According to a yet further aspect of the present invention, there is provided a method for decoding video signal data for an image block. The method includes the step of filtering a prediction residual of the image block without filtering a prediction that is added to the prediction residual to reconstruct the image block.

These and other aspects, features and advantages of the present invention will become apparent from the following detailed description of exemplary embodiments, which is to be read in connection with the accompanying drawings.

BRIEF DESCRIPTION OF THE DRAWINGS

The present invention may be better understood in accordance with the following exemplary figures, in which:

FIG. 1 shows the spatial positioning of reduced resolution samples utilizing a conventional Reduced Resolution Update (RRU) tool;

FIG. 2 shows an interpolation scheme for H.263 RRU;

FIG. 3 shows an interpolation scheme for block boundary pixels;

FIG. 4 shows an exemplary RRU downsampling scheme;

FIG. 5 shows a block diagram of a video encoder in accordance with the principles of the present invention;

FIG. 6 shows a block diagram of a video decoder in accordance with the principles of the present invention;

FIG. 7 shows a flow diagram of a video encoding method using a novel Reduced Resolution Update (RRU) technique and filtering across block boundaries in accordance with the principles of the present invention;

FIG. 8 shows a flow diagram of a video decoding method using a novel Reduced Resolution Update (RRU) technique and filtering across block boundaries in accordance with the principles of the present invention;

FIG. 9 shows the spatial positioning of reduced resolution samples utilizing the new RRU tool, in accordance with the principles of the present invention;

FIG. 10 shows an exemplary interpolation scheme for RRU+ in accordance with the principles of the present invention;

FIG. 11 shows an exemplary downsampling scheme for RRU+ in accordance with the principles of the present invention;

FIG. 12 shows a first table of values including average bitrate and luma PSNR for a first test sequence and a range of QP values, in accordance with the principles of the present invention; and

FIG. 13 shows a second table of values including average bitrate and luma PSNR for a second test sequence and a range of QP values, in accordance with the principles of the present invention.

DETAILED DESCRIPTION

The present invention is directed to a method and apparatus for Reduced-Resolution Update (RRU) video encoding and decoding with filtering across block boundaries. In accordance with an embodiment of the present invention, an apparatus and method are disclosed in which downsampling and interpolation filters use residuals from neighboring blocks to prevent the blockiness that results from utilizing conventional RRU, which does not use interblock filtering. Accordingly, the present invention greatly reduces undesirable blockiness without applying excessive loop filtering/smoothing. It is to be appreciated that the new approach described herein is referred to as “RRU+”.

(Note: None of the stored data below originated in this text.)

PR #499, opened 2022-07-21

mslacken:
- Fix the boot process for Legacy BIOS machines


mslacken:
wrong branch

PR #166, opened 2024-10-13
Local file content API & Local file system dialog API

dbolotin:


lib/node/pl-config/src/index.ts
```diff
@@ -4,4 +4,4 @@ export * from './ports';
 export * from './license';
 export * from './auth';
 export * from './storages';
-export * from './package';
+export * from '../../pl-local/src/pl_version';
```
Snyssfx, line 7: Since we already made breaking changes to API in pl-config, this import also should be dropped

lib/node/pl-config/vite.config.mts
```diff
@@ -3,13 +3,12 @@ import path from 'path';
...
-if (!pack['pl-version']) {
-  throw Error('pl-version is required in package.json');
-}
+if (!plVersion) throw Error('pl-version field is required in package.json');
 
 export default PlViteStdNode({
   define: {
-    PL_VERSION: JSON.stringify(pack['pl-version']),
-  },
+    PL_VERSION: JSON.stringify(plVersion)
```
Snyssfx, line 12: This version getter should be dropped, since we moved the version to pl-local

PR #417, opened 2024-12-10
fix: added support PlAgTextAndButtonCell for axis and fixed styles

Gimanh:


sdk/ui-vue/src/components/PlAgDataTable/sources/table-source.ts
```diff
@@ -50,17 +51,35 @@ export const defaultValueFormatter = (value: any) => {
...
     lockPosition: spec.type === 'axis',
     hide: hiddenColIds?.includes(colId) ?? spec.spec.annotations?.['pl7.app/table/visibility'] === 'optional',
     valueFormatter: defaultValueFormatter,
     headerComponent: PlAgColumnHeader,
+    cellRendererSelector: showCellButtonForAxisId
+      ? (params: ICellRendererParams) => {
+          if (spec.type !== 'axis') return;
+
+          const axisId = (params.colDef?.context as PTableColumnSpec)?.id as AxisId;
+          if (axisId?.type === showCellButtonForAxisId.type && axisId?.name === showCellButtonForAxisId.name) {
```
vadimpiven, line 71: axisId could also contain domains and parents, so only correct way to compare is using lodash.isEqual

sdk/ui-vue/src/components/PlAgDataTable/sources/table-source.ts
```diff
@@ -50,17 +51,35 @@ export const defaultValueFormatter = (value: any) => {
...
+            return { component: PlAgTextAndButtonCell };
+          }
+
+          return;
```
vadimpiven, line 75: useless

PR #422, opened 2024-12-11
package-builder, wf: add new sw cmd syntax: expression args

Snyssfx:


tests/package-builder/software-pkg/package.json
```diff
@@ -68,27 +68,27 @@
       "hello": {
         "binary": {
           "artifact": "with-py-environment",
-          "cmd": [ "python", "{pkg}/script1.py", "Hello from python!" ],
+          "command": [ "python", "{pkg}/script1.py", "Hello from python!" ],
```
DenKoren, line 71: Shouldn't it use double brackets?

tests/package-builder/software-pkg/package.json
```diff
@@ -68,27 +68,27 @@
...
           "envVars": [ "MYVAR=1" ]
         }
       },
       "goodbye": {
         "binary": {
           "artifact": "with-py-environment",
-          "cmd": [ "python", "{pkg}/script1.py", "Have a nice day!" ],
+          "command": [ "python", "{pkg}/script1.py", "Have a nice day!" ],
```
DenKoren, line 78: Shouldn't it use double brackets?

tools/package-builder/src/core/package-info.ts
```diff
@@ -680,7 +683,26 @@ const readPackageJson = (filePath: string) => parsePackageJson(fs.readFileSync(f
...
+  }
+
+  const err = JSON.stringify(result.error.format(), null, 2);
+  if (err.includes(`Unrecognized key(s) in object: 'cmd'`)) {
+    throw new Error(`
+    Error: "cmd" was renamed to "command" in package.json in block-software.entrypoints.
+    The syntax has changed: all curly braces should be doubled, for example:
+        {pkg} -> {{pkg}}
+
+    The new "command" field supports rendering of such arguments, for example:
```
DenKoren, line 698: > The new "command" field supports rendering of such arguments, for example:

Let's say not rendering, but clearly point to math expressions and environment variables
> The new "command" field supports math expressions and env variables resolution, for example:

sdk/workflow-tengo/src/exec/descriptor.lib.tengo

The present description illustrates the principles of the present invention. It will thus be appreciated that those skilled in the art will be able to devise various arrangements that, although not explicitly described or shown herein, embody the principles of the invention and are included within its spirit and scope.

All examples and conditional language recited herein are intended for pedagogical purposes to aid the reader in understanding the principles of the invention and the concepts contributed by the inventor to furthering the art, and are to be construed as being without limitation to such specifically recited examples and conditions.

Moreover, all statements herein reciting principles, aspects, and embodiments of the invention, as well as specific examples thereof, are intended to encompass both structural and functional equivalents thereof. Additionally, it is intended that such equivalents include both currently known equivalents as well as equivalents developed in the future, i.e., any elements developed that perform the same function, regardless of structure.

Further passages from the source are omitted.